- Work item
Print out each entry below exactly, please.

━━━━

PR #5324, opened 2024-01-22
docs: DOC-167: Add highlight description for on-prem release notes

caitlinwheeless:
To improve the release notes page usability, added a brief highlight description for each release

- [ ] Community docs
- [X] Enterprise docs

### DIFF
--- a/docs/source/guide/release_notes/onprem/2.4.3.md
+++ b/docs/source/guide/release_notes/onprem/2.4.3.md
@@ -4,6 +4,8 @@ hide_sidebar: true
 
 ## Label Studio Enterprise 2.4.3
 
+<div class="onprem-highlight">New <code>splitchannels</code> option on audio configs, keyboard shortcuts for the Data Manager, restore locked annotations</div>
+
 ### Enhancements
 - Support simultaneous render of multi-channel audio with added splitchannels="true" option on Audio config (larger memory requirement)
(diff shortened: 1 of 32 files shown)


docs/source/guide/release_notes/onprem/2.4.3.md
```diff
@@ -4,6 +4,8 @@ hide_sidebar: true
 
 ## Label Studio Enterprise 2.4.3
 
+<div class="onprem-highlight">New <code>splitchannels</code> option on audio configs, keyboard shortcuts for the Data Manager, restore locked annotations</div>
```
jombooth, line 7: potentially silly question - should we use backticks (\`) instead of code tags around `splitchannels`, to avoid line breaks? The GH preview suggests we'll get potentially unwanted linebreaks from using the code tags

jombooth (approved):
LG!

docs/source/guide/release_notes/onprem/2.4.3.md
caitlinwheeless: I tried, but they didn't render correctly in the HTML. I think it's because they're in a `<div>` element and not a `<p> ` element? It was either leave them unstylized or specify the HTML.

jombooth: SGTM, fine to leave as is!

━━━━

- Problem solution
PR #5324, opened 2024-01-22
docs: DOC-167: Add highlight description for on-prem release notes

caitlinwheeless:
To improve the release notes page usability, added a brief highlight description for each release

- [ ] Community docs
- [X] Enterprise docs

### DIFF
--- a/docs/source/guide/release_notes/onprem/2.4.3.md
+++ b/docs/source/guide/release_notes/onprem/2.4.3.md
@@ -4,6 +4,8 @@ hide_sidebar: true
 
 ## Label Studio Enterprise 2.4.3
 
+<div class="onprem-highlight">New <code>splitchannels</code> option on audio configs, keyboard shortcuts for the Data Manager, restore locked annotations</div>
+
 ### Enhancements
 - Support simultaneous render of multi-channel audio with added splitchannels="true" option on Audio config (larger memory requirement)
(diff shortened: 1 of 32 files shown)


docs/source/guide/release_notes/onprem/2.4.3.md
```diff
@@ -4,6 +4,8 @@ hide_sidebar: true
 
 ## Label Studio Enterprise 2.4.3
 
+<div class="onprem-highlight">New <code>splitchannels</code> option on audio configs, keyboard shortcuts for the Data Manager, restore locked annotations</div>
```
jombooth, line 7: potentially silly question - should we use backticks (\`) instead of code tags around `splitchannels`, to avoid line breaks? The GH preview suggests we'll get potentially unwanted linebreaks from using the code tags

jombooth (approved):
LG!

docs/source/guide/release_notes/onprem/2.4.3.md
caitlinwheeless: I tried, but they didn't render correctly in the HTML. I think it's because they're in a `<div>` element and not a `<p> ` element? It was either leave them unstylized or specify the HTML.

jombooth: SGTM, fine to leave as is!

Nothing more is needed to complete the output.